** Opening DATA SUPPLIED block **

PR #3031, opened 2021-11-05
Card for top quark Baryon Number Violation processes

rgoldouz:
Hi All,

For submitting our sample requests for top quark baryon number violation search, the TOP modeling group asked me to upload my madgraph cards.

Details about the Gen level studies can be found in the following presentation,
https://indico.cern.ch/event/1065050/contributions/4478002/attachments/2292476/3897998/1_StatusR_TOPBNV.pdf

Please let me know if you have any question.

Thanks,
Reza


agrohsje:
Dear @rgoldouz , the PR adds 96 files.  Can you provide a script with templates and just commit the relevant lines. There is no way to review 96 files.

rgoldouz:
Hi @agrohsje ,

Thanks,
What do you mean by  "a script with templates"? 
Run cards are same. Only process and customize cards are different. Since each sample include an specific flavor combination of the  BNV operators, we need to ask for multiple small samples.

Best regards,
Reza

agrohsje:
hi @rgoldouz . the idea is to minimize the number of committed files and the bugs. when you submit just one template of run_card.dat, I can easily check. While it is hard to check 16 or whatever. At the same time, if you process card always has a certain logic  you can provide a skeleton file and insert the process 
like 
for init ubu~b~ cbc~b~ ... 
    for out tmu+ ... 
     do echo " generate process $init > $out" >> proc_card.dat 
Similar solutions might be possible for customize and reweighting. Just to simplify the review and avoid bugs to go unnoticed.

rgoldouz:
Hi @agrohsje ,

I just uploaded the main python files that are used to make all cards. Is it what you expected?
Please let me know you questions/comments.

Thanks,
Reza

rgoldouz:
Hi @agrohsje ,

I know you are busy. Please let me know if any input from my side can make the review easier. After merging the cards, the TOP GEN contact will submit our fullsim requests. 
For this analysis, the main analysis framework is ready. We just need to work on the signal extraction part. So my target is Moriond and I need samples as soon as possible.

Thanks for your help,
Reza

bin/MadGraph5_aMCatNLO/cards/production/2017/13TeV/TopBNV/generateCards_BNV_tMuProduction.py
```diff
@@ -0,0 +1,88 @@
...
+]
+
+scanValues = 20
+
+for num, name in enumerate(processName):
+    os.system('rm -rf BNV_ST_' + name)
+    os.system('mkdir BNV_ST_' + name)
+    customizecards = ''
+    customizecards = customizecards + 'set param_card mass   6  172.5\n'
+    customizecards = customizecards + 'set param_card yukawa 6  172.5\n'
```
agrohsje, line 53: Do you want to change the top width accordingly?

bin/MadGraph5_aMCatNLO/cards/production/2017/13TeV/TopBNV/generateCards_BNV_tMuProduction.py
```diff
@@ -0,0 +1,88 @@
...
+    customizecards = customizecards + 'set param_card mass   25 125.0\n'
+    customizecards = customizecards + 'set dynamical_scale_choice 3\n'
```
agrohsje, line 55: should we move to run_card.dat ? it applies to all or do i misunderstand ?

agrohsje:
Thanks Reza. Changes are much appreciated. I have 2 small remaining comments and cleaned up the run_card. Please check. @sihyunjeon please check after feedback from @reza and merge if ok.

rgoldouz:
Hi @agrohsje , and  @sihyunjeon ,

Thanks for your reply.
Yes, they apply to all  processes. The first three parameters should be changed in param card. I think I need to add a new param card and change these parameters there? right?

The scale choice can  be included in run card. I put it here to remember that this fix is needed for this model if I am using the default run card.

Personally, I prefer to use the default param and run cards and apply  these  changes  on top of them.
Please let me know if It is s.th that should be changed.

Thanks a lot,
Reza

agrohsje:
No, no. Don't worry. Don't add the param_card. You do it exactly right. I am also fine to leave this for the change of the run_card. No objects. Was a bit surprised but see your point. @sihyunjeon  please check and merge.

rgoldouz:
Dear @sihyunjeon ,

I would be very grateful if you could check our run card. @agrohsje has checked the other inputs.
Everything is ready for submitting samples except for this part.

Thanks a lot,
Reza

agrohsje:
we both check all cards. 4 eyes-system. :-)

bin/MadGraph5_aMCatNLO/cards/production/2017/13TeV/TopBNV/BNV_run_card.dat
```diff
@@ -0,0 +1,266 @@
...
+-1.0	=  time_of_flight  ! threshold below which info is not written
+#*********************************************************************
+# Matching - Warning! ickkw > 1 is still beta
+#*********************************************************************
+0	=  ickkw             ! 0 no matching, 1 MLM, 2 CKKW matching
+1	=  highestmult       ! for ickkw=2, highest mult group
+1	=  ktscheme          ! for ickkw=1, 1 Durham kT, 2 Pythia pTE
+1.0	=  alpsfact          ! scale factor for QCD emission vx
+False	=  chcluster         ! cluster only according to channel diag
+False	=  pdfwgt            ! for ickkw=1, perform pdf reweighting
```
swertz, line 76: @agrohsje does changing this flag require reproducing the gridpacks?

agrohsje: pdfwgt will only be relevant in the case of additional jets. reason why i changed was just to prevent a bug in case someone starts from this pr and adds jets. then it matters. at present this has no impact.

swertz:
Hi Reza, just to be sure: we'll be using Pythia for the SM top quark decays in ttbar (not MadSpin - I don't see any MS cards here), right? (i.e. no spin correlations)

rgoldouz:
Hi @swertz ,
Yes, for this new physics search, we are not sensitive to spin correlations. On the other hand, I remember this new physics with baryon number  violation caused some issue when I used madspin. So lets  use pythia for the SM decay of top quarks.

Thanks,
Reza

swertz:
Perfect. Then I will already go ahead with the existing gridpacks to save time; in the unlikely event that @sihyunjeon catches issues with the cards and new gridpacks are needed we can always roll back.

rgoldouz:
Thank a lot @swertz , I will write to convener today to ask for increasing the priority.

bin/MadGraph5_aMCatNLO/cards/production/2017/13TeV/TopBNV/BNV_run_card.dat
```diff
@@ -0,0 +1,266 @@
...
+#*********************************************************************
+# Run to generate the grid pack                                      *
+#*********************************************************************
+True	=  gridpack   !True = setting up the grid pack
+#*********************************************************************
+# Number of events and rnd seed                                      *
+# Warning: Do not generate more than 1M events in a single run       *
+# If you want to run Pythia, avoid more than 50k events in a run.    *
+#*********************************************************************
+10000 =  nevents  ! Number of unweighted events requested
```
sihyunjeon, line 32: hi not an error but 10000 events is meaningless for a pilot run, might want to reduce it to 2K

sihyunjeon:
> Hi @swertz , Yes, for this new physics search, we are not sensitive to spin correlations. On the other hand, I remember this new physics with baryon number violation caused some issue when I used madspin. So lets use pythia for the SM decay of top quarks.
> 
> Thanks, Reza

This can be true. Though there is a way to get away with this, but as long as you are fine with spin blind samples should be ok

sihyunjeon:
> Hi @agrohsje , and @sihyunjeon ,
> 
> Thanks for your reply. Yes, they apply to all processes. The first three parameters should be changed in param card. I think I need to add a new param card and change these parameters there? right?
> 
> The scale choice can be included in run card. I put it here to remember that this fix is needed for this model if I am using the default run card.
> 
> Personally, I prefer to use the default param and run cards and apply these changes on top of them. Please let me know if It is s.th that should be changed.
> 
> Thanks a lot, Reza

This can also be true. I see your point and have seen one or two requests with same issues with dyn scale choices

sihyunjeon:
merged :)

bin/MadGraph5_aMCatNLO/cards/production/2017/13TeV/TopBNV/BNV_run_card.dat
sihyunjeon: @rgoldouz Just to comment here, I haven't changed this and merged already since it seems you were in a hurry. But it would help at least a little bit if you just reduce the nevents to some smaller number like 2K when you make the gridpacks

** Closing DATA SUPPLIED block **

### PROBLEM DESCRIPTION
Transcribe the entries exactly.

### RESPONSE AREA
PR #3031, opened 2021-11-05
Card for top quark Baryon Number Violation processes

rgoldouz:
Hi All,

For submitting our sample requests for top quark baryon number violation search, the TOP modeling group asked me to upload my madgraph cards.

Details about the Gen level studies can be found in the following presentation,
https://indico.cern.ch/event/1065050/contributions/4478002/attachments/2292476/3897998/1_StatusR_TOPBNV.pdf

Please let me know if you have any question.

Thanks,
Reza


agrohsje:
Dear @rgoldouz , the PR adds 96 files.  Can you provide a script with templates and just commit the relevant lines. There is no way to review 96 files.

rgoldouz:
Hi @agrohsje ,

Thanks,
What do you mean by  "a script with templates"? 
Run cards are same. Only process and customize cards are different. Since each sample include an specific flavor combination of the  BNV operators, we need to ask for multiple small samples.

Best regards,
Reza

agrohsje:
hi @rgoldouz . the idea is to minimize the number of committed files and the bugs. when you submit just one template of run_card.dat, I can easily check. While it is hard to check 16 or whatever. At the same time, if you process card always has a certain logic  you can provide a skeleton file and insert the process 
like 
for init ubu~b~ cbc~b~ ... 
    for out tmu+ ... 
     do echo " generate process $init > $out" >> proc_card.dat 
Similar solutions might be possible for customize and reweighting. Just to simplify the review and avoid bugs to go unnoticed.

rgoldouz:
Hi @agrohsje ,

I just uploaded the main python files that are used to make all cards. Is it what you expected?
Please let me know you questions/comments.

Thanks,
Reza

rgoldouz:
Hi @agrohsje ,

I know you are busy. Please let me know if any input from my side can make the review easier. After merging the cards, the TOP GEN contact will submit our fullsim requests. 
For this analysis, the main analysis framework is ready. We just need to work on the signal extraction part. So my target is Moriond and I need samples as soon as possible.

Thanks for your help,
Reza

bin/MadGraph5_aMCatNLO/cards/production/2017/13TeV/TopBNV/generateCards_BNV_tMuProduction.py
```diff
@@ -0,0 +1,88 @@
...
+]
+
+scanValues = 20
+
+for num, name in enumerate(processName):
+    os.system('rm -rf BNV_ST_' + name)
+    os.system('mkdir BNV_ST_' + name)
+    customizecards = ''
+    customizecards = customizecards + 'set param_card mass   6  172.5\n'
+    customizecards = customizecards + 'set param_card yukawa 6  172.5\n'
```
agrohsje, line 53: Do you want to change the top width accordingly?

bin/MadGraph5_aMCatNLO/cards/production/2017/13TeV/TopBNV/generateCards_BNV_tMuProduction.py
```diff
@@ -0,0 +1,88 @@
...
+    customizecards = customizecards + 'set param_card mass   25 125.0\n'
+    customizecards = customizecards + 'set dynamical_scale_choice 3\n'
```
agrohsje, line 55: should we move to run_card.dat ? it applies to all or do i misunderstand ?

agrohsje:
Thanks Reza. Changes are much appreciated. I have 2 small remaining comments and cleaned up the run_card. Please check. @sihyunjeon please check after feedback from @reza and merge if ok.

rgoldouz:
Hi @agrohsje , and  @sihyunjeon ,

Thanks for your reply.
Yes, they apply to all  processes. The first three parameters should be changed in param card. I think I need to add a new param card and change these parameters there? right?

The scale choice can  be included in run card. I put it here to remember that this fix is needed for this model if I am using the default run card.

Personally, I prefer to use the default param and run cards and apply  these  changes  on top of them.
Please let me know if It is s.th that should be changed.

Thanks a lot,
Reza

agrohsje:
No, no. Don't worry. Don't add the param_card. You do it exactly right. I am also fine to leave this for the change of the run_card. No objects. Was a bit surprised but see your point. @sihyunjeon  please check and merge.

rgoldouz:
Dear @sihyunjeon ,

I would be very grateful if you could check our run card. @agrohsje has checked the other inputs.
Everything is ready for submitting samples except for this part.

Thanks a lot,
Reza

agrohsje:
we both check all cards. 4 eyes-system. :-)

bin/MadGraph5_aMCatNLO/cards/production/2017/13TeV/TopBNV/BNV_run_card.dat
```diff
@@ -0,0 +1,266 @@
...
+-1.0	=  time_of_flight  ! threshold below which info is not written
+#*********************************************************************
+# Matching - Warning! ickkw > 1 is still beta
+#*********************************************************************
+0	=  ickkw             ! 0 no matching, 1 MLM, 2 CKKW matching
+1	=  highestmult       ! for ickkw=2, highest mult group
+1	=  ktscheme          ! for ickkw=1, 1 Durham kT, 2 Pythia pTE
+1.0	=  alpsfact          ! scale factor for QCD emission vx
+False	=  chcluster         ! cluster only according to channel diag
+False	=  pdfwgt            ! for ickkw=1, perform pdf reweighting
```
swertz, line 76: @agrohsje does changing this flag require reproducing the gridpacks?

agrohsje: pdfwgt will only be relevant in the case of additional jets. reason why i changed was just to prevent a bug in case someone starts from this pr and adds jets. then it matters. at present this has no impact.

swertz:
Hi Reza, just to be sure: we'll be using Pythia for the SM top quark decays in ttbar (not MadSpin - I don't see any MS cards here), right? (i.e. no spin correlations)

rgoldouz:
Hi @swertz ,
Yes, for this new physics search, we are not sensitive to spin correlations. On the other hand, I remember this new physics with baryon number  violation caused some issue when I used madspin. So lets  use pythia for the SM decay of top quarks.

Thanks,
Reza

swertz:
Perfect. Then I will already go ahead with the existing gridpacks to save time; in the unlikely event that @sihyunjeon catches issues with the cards and new gridpacks are needed we can always roll back.

rgoldouz:
Thank a lot @swertz , I will write to convener today to ask for increasing the priority.

bin/MadGraph5_aMCatNLO/cards/production/2017/13TeV/TopBNV/BNV_run_card.dat
```diff
@@ -0,0 +1,266 @@
...
+#*********************************************************************
+# Run to generate the grid pack                                      *
+#*********************************************************************
+True	=  gridpack   !True = setting up the grid pack
+#*********************************************************************
+# Number of events and rnd seed                                      *
+# Warning: Do not generate more than 1M events in a single run       *
+# If you want to run Pythia, avoid more than 50k events in a run.    *
+#*********************************************************************
+10000 =  nevents  ! Number of unweighted events requested
```
sihyunjeon, line 32: hi not an error but 10000 events is meaningless for a pilot run, might want to reduce it to 2K

sihyunjeon:
> Hi @swertz , Yes, for this new physics search, we are not sensitive to spin correlations. On the other hand, I remember this new physics with baryon number violation caused some issue when I used madspin. So lets use pythia for the SM decay of top quarks.
> 
> Thanks, Reza

This can be true. Though there is a way to get away with this, but as long as you are fine with spin blind samples should be ok

sihyunjeon:
> Hi @agrohsje , and @sihyunjeon ,
> 
> Thanks for your reply. Yes, they apply to all processes. The first three parameters should be changed in param card. I think I need to add a new param card and change these parameters there? right?
> 
> The scale choice can be included in run card. I put it here to remember that this fix is needed for this model if I am using the default run card.
> 
> Personally, I prefer to use the default param and run cards and apply these changes on top of them. Please let me know if It is s.th that should be changed.
> 
> Thanks a lot, Reza

This can also be true. I see your point and have seen one or two requests with same issues with dyn scale choices

sihyunjeon:
merged :)

bin/MadGraph5_aMCatNLO/cards/production/2017/13TeV/TopBNV/BNV_run_card.dat
sihyunjeon: @rgoldouz Just to comment here, I haven't changed this and merged already since it seems you were in a hurry. But it would help at least a little bit if you just reduce the nevents to some smaller number like 2K when you make the gridpacks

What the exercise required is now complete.